Gambling with interactions: book club

I’ve always liked to read, even in periods of life when I’ve not carved out much time to do it. I’ve never been a social reader and didn’t like talking about books in school. So joining a book club was never on my to-do list.

I don’t remember the first time I heard of book clubs, but I’m certain I’ve never belonged to one. Most of the women who I’ve heard talk about book clubs feel strongly—they love them or they hate them—and they’ve rarely mentioned the books they read. The feelings are about the club—the people, the location, the vibe, the food, the interactions—not about the books. I’ve never heard a man talk about a book club.

Despite all of this, I put together a small book club for one specific book. (If you’re on my mailing list, you received an invitation to participate.) The sales page suggested working through the book with a team, coworkers perhaps. I have no proper coworkers, so I asked around.

Across three time zones and two continents, five of us found a time, worked out a system, and have met online a handful of times. (Technology! I could never have conceived of this 20 years ago.)

It’s fantastic.

Our conversations are rich and I grow from them, regardless whether it’s the kind of conversation where we all agree or we all disagree.

Part of that is buy-in from everyone in the process.

Part of that is feeling safe in the space.

Part of that is everyone choosing to be vulnerable in how the content strikes us, for better or worse.

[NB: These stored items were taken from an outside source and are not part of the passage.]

PR #9974, opened 2024-02-19
Ccp version change, auto release notes and update condition

v-amolpatil:
   
   Change(s):
   - Updated CCP data connector version instead of solutionversion.
   - Added automatic release notes on package creation
   - updated condition && with -and as the it is not valid condition in powershell. This change is for cef based where it is coming as using azure function in display name.

   Reason for Change(s):
   - Specified above

   Version Updated:
   - NA

   Testing Completed:
   - Yes

   - Yes

After package for CEF based connector it will shown like below:
image

Release notes are added like below automatically:
image


Tichandr (approved):
Looks good

Issue #137, opened 2022-05-09
🔥[🐛] Misleading TypeScript types


Bartozzz:
e## Issue

In [`RequestConfiguration` interface](https://github.com/invertase/react-native-google-mobile-ads/blob/469b3be4197545c0c6f1da248539d94b864d9be9/src/types/RequestConfiguration.ts) every property is optional, so in theory the following piece of code is considered correct:

```tsx
await mobileAds().setRequestConfiguration({
  // Update all future requests suitable for parental guidance:
  maxAdContentRating: MaxAdContentRating.PG,

  // An array of test device IDs to allow:
  testDeviceIdentifiers: isDev ? ["EMULATOR"] : undefined,
});
```

In practice, it will throw an error on the production release:

```
googleMobileAds.setRequestConfiguration(*) 'requestConfiguration.testDeviceIdentifiers' expected an array value
```

This is because this library performs [`hasOwnProperty` check](https://github.com/invertase/react-native-google-mobile-ads/blob/469b3be4197545c0c6f1da248539d94b864d9be9/src/validateAdRequestConfiguration.ts#L62=) which returns `true` if a given property exists even if its value is `undefined`. This can lead to unexpected, sometimes hard to spot bugs. In my case, some assets were not loading properly because of the piece of code above (as you can see, `testDeviceIdentifiers` value is invalid only for production release).

I'd recommend either updating the TypeScript types or update the check with something like:

```tsx
import { isUndefined, isNull } from "./validate";

function isPropertySet(target: unknown, property: PropertyKey) {
  return hasOwnProperty(target, property) && !isUndefined(target[property]) && !isNull(target[property]);
}
```

LMK If this solutions suites you, I can open a PR.

## Environment

<details><summary>Click To Expand</summary>
<p>

- **Platform that you're experiencing the issue on**:
  - [ ] iOS
  - [ ] Android
  - [ ] **iOS** but have not tested behavior on Android
  - [ ] **Android** but have not tested behavior on iOS
  - [x] Both
- **Are you using `TypeScript`?**
  - `~4.3.5`

</p>
</details>

mikehardy:
Interesting! I'd like for this library to still be useful even for those that don't use typescript, so it seems the javascript check should be updated.

That said, I'm a typescript person so it should "feel" correct in typescript usage - in that case since your proposed javascript update check would allow the undefined (without crashing) it seems the optional spec for that property would then be working as expected.

If that analysis matches your thinking - a PR would be great!

PR #138, opened 2022-05-09
fix: allow undefined/null configuration properties

Bartozzz:
### Description

In [`RequestConfiguration` interface](https://github.com/invertase/react-native-google-mobile-ads/blob/469b3be4197545c0c6f1da248539d94b864d9be9/src/types/RequestConfiguration.ts) every property is optional, so in theory the following piece of code is considered correct:

```tsx
await mobileAds().setRequestConfiguration({
  testDeviceIdentifiers: undefined,
});
```

In practice, it will throw an error on the production release:

```
googleMobileAds.setRequestConfiguration(*) 'requestConfiguration.testDeviceIdentifiers' expected an array value
```

This is because this library performs [`hasOwnProperty` check](https://github.com/invertase/react-native-google-mobile-ads/blob/469b3be4197545c0c6f1da248539d94b864d9be9/src/validateAdRequestConfiguration.ts#L62=) which returns `true` if a given property exists event if its value is `undefined`.

I created a `isPropertySet` to check not only if the property is set, but also if it's not `null` or `undefined`. With this change the example code above will not throw, because `testDeviceIdentifiers` will get ignored.

### Related issues

Fixes https://github.com/invertase/react-native-google-mobile-ads/issues/137

### Checklist

  - [x] Yes
  - [x] `Android`
  - [x] `iOS`
- My change includes tests;
  - [x] `e2e` tests added or updated in `__tests__e2e__`
- This is a breaking change;
  - [ ] Yes
  - [x] No
  
  🔥

### DIFF
--- a/src/common/index.ts
+++ b/src/common/index.ts
@@ -17,7 +17,7 @@
 
 import { Platform } from 'react-native';
 import * as Base64 from './Base64';
-import { isString } from './validate';
+import { isString, isNull, isUndefined } from './validate';
 
 export * from './id';
 export * from './path';
@@ -67,6 +67,12 @@ export function isError(value: unknown) {
 
 export function hasOwnProperty(target: unknown, property: PropertyKey) {
   return Object.hasOwnProperty.call(target, property);
+}
+
+export function isPropertySet(target: any, property: PropertyKey) {
+  return (
+    hasOwnProperty(target, property) && !isUndefined(target[property]) && !isNull(target[property])
+  );
 }
 
 /**
--- a/e2e/admob.e2e.js
+++ b/e2e/admob.e2e.js
@@ -49,6 +49,11 @@ describe('googleAds', function () {
           maxAdContentRating: googleAds.MaxAdContentRating.G,
         });
       });
+
+      it('accepts undefined or null', async function () {
+        await googleAds.setRequestConfiguration({ maxAdContentRating: undefined });
+        await googleAds.setRequestConfiguration({ maxAdContentRating: null });
+      });
     });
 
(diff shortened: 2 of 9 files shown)


src/common/index.ts
```diff
@@ -69,6 +69,14 @@ export function hasOwnProperty(target: unknown, property: PropertyKey) {
   return Object.hasOwnProperty.call(target, property);
 }
 
+export function isPropertySet(target: unknown, property: PropertyKey) {
+  return (
+    hasOwnProperty(target, property) &&
+    !isUndefined((target as Record<PropertyKey, unknown>)[property]) &&
+    !isNull((target as Record<PropertyKey, unknown>)[property])
```
wjaykim, line 76: Is checking `isNull` correct? If the value is `null`, it means the value is set to `null`, doesn't it?

wjaykim (changes requested):
Property can be set to `null`, it doesn't mean the property is not set, so maybe we shouldn't check if the property is `null` in `isPropertySet`? What do you think?

src/common/index.ts
mikehardy: I agree with this one - I liked the discussion version we had on linked issue where it was looking for undefined and letting that go, but null is a specific (anti-)value.

But more than anything, thanks for noticing this and taking the time to post a PR, really appreciated.

mikehardy (approved):
This looks good to me, thanks @Bartozzz - @wjaykim was involved in review too so requesting another look but I'm +1 for merge+launch personally, Cheers!

wjaykim:
Looks good to me, too. 🚀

Part of that is a non-fiction book that pushes people’s buttons, in good and bad ways, which gives us more to talk about than we have time for.

We’ll decide if we want to do another book, which book, who wants to continue, whether we should open an invitation to others. I don’t know what’s next after this book. Regardless, I’m grateful I took a risk in setting it up, and I’m grateful others took a risk in jumping in.

Where do you have a small opportunity to take a risk right now?